=== DATA PROVIDED ===

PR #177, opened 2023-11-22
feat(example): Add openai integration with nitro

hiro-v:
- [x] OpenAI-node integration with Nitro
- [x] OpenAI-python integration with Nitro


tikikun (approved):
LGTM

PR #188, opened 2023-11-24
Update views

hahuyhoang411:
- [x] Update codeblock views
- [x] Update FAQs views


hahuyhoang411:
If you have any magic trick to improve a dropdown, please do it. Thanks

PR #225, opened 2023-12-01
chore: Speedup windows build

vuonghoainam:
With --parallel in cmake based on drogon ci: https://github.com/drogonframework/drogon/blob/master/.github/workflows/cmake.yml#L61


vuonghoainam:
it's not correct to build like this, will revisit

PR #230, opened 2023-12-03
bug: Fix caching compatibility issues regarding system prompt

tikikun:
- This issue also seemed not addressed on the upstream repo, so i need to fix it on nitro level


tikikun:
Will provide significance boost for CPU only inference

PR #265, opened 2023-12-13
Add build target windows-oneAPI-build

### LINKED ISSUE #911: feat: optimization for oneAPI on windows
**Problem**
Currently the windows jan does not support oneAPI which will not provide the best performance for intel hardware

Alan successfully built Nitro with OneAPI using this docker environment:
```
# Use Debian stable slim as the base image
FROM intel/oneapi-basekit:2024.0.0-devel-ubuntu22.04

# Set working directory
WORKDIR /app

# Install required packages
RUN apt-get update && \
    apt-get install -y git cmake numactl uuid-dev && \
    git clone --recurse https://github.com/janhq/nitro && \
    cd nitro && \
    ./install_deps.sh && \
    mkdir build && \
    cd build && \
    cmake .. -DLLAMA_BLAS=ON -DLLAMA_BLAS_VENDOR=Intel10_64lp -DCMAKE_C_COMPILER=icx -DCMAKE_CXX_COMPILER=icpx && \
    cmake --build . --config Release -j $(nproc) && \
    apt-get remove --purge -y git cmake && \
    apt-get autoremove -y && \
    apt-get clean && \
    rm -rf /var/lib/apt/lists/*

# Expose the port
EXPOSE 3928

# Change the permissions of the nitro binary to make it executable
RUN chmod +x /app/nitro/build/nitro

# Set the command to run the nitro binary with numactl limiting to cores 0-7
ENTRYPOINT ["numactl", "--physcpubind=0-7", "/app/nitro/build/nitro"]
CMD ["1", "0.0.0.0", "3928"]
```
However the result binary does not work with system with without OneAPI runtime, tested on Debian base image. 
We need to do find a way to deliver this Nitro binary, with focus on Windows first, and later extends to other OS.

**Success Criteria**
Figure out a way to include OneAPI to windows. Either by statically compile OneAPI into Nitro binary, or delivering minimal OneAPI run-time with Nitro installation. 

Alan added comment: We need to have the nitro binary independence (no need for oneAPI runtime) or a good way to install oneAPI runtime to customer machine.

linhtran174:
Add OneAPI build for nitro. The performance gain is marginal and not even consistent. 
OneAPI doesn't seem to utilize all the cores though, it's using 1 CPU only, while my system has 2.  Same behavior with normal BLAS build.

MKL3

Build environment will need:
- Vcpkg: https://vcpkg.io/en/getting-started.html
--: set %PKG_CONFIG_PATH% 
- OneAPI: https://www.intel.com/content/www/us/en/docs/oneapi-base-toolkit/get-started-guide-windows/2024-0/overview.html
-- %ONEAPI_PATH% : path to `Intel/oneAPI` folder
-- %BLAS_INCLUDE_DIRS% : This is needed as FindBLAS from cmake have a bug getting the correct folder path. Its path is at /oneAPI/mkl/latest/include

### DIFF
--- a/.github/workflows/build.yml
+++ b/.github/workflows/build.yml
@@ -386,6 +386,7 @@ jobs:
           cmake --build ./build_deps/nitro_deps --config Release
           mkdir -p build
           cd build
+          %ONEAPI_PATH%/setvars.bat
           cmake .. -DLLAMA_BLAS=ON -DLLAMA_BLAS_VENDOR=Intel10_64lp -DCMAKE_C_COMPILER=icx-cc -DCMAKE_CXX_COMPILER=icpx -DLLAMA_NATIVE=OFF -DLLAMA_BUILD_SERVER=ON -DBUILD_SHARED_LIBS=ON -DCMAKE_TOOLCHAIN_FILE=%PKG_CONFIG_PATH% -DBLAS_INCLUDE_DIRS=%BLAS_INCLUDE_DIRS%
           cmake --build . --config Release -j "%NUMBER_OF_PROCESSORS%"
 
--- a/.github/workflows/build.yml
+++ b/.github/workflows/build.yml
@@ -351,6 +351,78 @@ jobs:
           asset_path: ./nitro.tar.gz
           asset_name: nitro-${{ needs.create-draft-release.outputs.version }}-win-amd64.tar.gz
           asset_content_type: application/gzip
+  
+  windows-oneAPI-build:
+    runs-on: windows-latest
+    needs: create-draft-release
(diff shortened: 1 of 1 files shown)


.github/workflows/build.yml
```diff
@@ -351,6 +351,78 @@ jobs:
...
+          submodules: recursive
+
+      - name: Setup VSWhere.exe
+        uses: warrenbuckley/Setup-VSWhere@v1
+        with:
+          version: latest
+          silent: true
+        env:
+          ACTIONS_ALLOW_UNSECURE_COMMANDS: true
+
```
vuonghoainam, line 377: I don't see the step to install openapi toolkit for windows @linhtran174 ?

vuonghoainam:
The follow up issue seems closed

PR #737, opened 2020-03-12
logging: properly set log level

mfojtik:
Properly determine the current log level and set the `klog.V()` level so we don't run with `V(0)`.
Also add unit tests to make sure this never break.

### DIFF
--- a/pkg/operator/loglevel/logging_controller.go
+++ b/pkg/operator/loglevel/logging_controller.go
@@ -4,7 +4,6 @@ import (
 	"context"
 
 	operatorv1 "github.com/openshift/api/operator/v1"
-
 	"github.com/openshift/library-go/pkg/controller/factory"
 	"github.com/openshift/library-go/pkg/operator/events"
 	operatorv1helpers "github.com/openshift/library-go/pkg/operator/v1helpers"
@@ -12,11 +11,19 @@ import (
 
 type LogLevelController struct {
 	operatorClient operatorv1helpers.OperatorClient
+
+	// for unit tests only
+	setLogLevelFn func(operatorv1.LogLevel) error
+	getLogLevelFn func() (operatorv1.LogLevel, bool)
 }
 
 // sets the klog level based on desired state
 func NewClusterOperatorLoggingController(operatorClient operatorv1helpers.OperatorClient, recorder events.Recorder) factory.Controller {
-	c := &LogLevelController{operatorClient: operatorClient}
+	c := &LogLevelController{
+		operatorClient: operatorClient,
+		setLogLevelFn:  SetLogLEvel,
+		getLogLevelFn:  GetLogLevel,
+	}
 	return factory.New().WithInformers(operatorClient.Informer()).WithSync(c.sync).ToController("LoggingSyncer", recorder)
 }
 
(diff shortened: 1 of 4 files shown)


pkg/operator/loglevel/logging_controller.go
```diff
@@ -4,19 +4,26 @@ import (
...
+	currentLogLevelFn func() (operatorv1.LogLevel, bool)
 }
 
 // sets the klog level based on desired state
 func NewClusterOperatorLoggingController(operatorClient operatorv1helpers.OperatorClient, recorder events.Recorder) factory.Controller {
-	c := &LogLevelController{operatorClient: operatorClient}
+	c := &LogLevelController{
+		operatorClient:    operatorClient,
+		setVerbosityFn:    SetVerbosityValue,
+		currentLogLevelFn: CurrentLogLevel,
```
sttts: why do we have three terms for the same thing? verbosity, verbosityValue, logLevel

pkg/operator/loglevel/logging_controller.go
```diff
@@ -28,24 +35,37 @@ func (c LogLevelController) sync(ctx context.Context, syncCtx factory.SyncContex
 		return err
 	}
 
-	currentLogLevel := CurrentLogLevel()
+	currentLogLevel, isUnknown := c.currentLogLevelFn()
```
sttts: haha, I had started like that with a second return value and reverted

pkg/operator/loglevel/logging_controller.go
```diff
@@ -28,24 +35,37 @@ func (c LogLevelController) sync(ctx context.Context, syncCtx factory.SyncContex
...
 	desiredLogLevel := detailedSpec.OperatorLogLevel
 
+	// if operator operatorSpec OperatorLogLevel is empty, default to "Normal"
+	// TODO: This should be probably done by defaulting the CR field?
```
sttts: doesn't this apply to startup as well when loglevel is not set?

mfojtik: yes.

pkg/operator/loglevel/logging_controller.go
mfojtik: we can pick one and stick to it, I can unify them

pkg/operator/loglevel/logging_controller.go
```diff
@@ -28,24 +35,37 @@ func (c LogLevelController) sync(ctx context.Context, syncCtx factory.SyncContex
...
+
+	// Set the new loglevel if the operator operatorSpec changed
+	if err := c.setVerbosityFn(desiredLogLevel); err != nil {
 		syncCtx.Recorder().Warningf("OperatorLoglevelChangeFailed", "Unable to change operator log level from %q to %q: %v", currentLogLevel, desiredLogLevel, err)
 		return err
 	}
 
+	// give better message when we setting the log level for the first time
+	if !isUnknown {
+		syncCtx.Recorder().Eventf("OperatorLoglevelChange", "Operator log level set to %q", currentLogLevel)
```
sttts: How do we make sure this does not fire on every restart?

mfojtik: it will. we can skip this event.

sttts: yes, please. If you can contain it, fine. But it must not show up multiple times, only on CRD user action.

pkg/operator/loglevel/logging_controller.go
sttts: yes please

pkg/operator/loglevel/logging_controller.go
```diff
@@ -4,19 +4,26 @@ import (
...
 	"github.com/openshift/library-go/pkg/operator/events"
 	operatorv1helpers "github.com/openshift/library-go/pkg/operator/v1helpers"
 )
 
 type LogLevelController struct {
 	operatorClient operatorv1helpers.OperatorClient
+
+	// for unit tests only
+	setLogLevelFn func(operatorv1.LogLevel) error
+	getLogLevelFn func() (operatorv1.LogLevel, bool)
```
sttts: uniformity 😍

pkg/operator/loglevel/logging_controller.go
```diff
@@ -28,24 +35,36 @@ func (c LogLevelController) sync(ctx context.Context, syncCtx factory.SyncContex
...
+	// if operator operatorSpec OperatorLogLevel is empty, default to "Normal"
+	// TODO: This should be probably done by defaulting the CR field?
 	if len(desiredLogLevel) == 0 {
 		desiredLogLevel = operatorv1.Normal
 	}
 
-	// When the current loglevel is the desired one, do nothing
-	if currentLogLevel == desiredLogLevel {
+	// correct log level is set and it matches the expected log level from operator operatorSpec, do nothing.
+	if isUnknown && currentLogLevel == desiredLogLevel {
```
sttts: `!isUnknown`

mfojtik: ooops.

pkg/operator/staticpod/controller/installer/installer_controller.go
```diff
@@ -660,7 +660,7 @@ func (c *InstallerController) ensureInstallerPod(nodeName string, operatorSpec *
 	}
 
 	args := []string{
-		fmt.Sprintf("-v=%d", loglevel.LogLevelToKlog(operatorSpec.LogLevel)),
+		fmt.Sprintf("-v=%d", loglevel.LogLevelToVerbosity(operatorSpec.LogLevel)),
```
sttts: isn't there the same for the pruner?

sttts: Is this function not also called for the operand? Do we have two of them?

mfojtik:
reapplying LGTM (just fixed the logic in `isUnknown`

===

TASK INSTRUCTIONS:
Looking at the data, how many lines hold the string "feat"? Reply with the number alone.

ANSWER BELOW:
2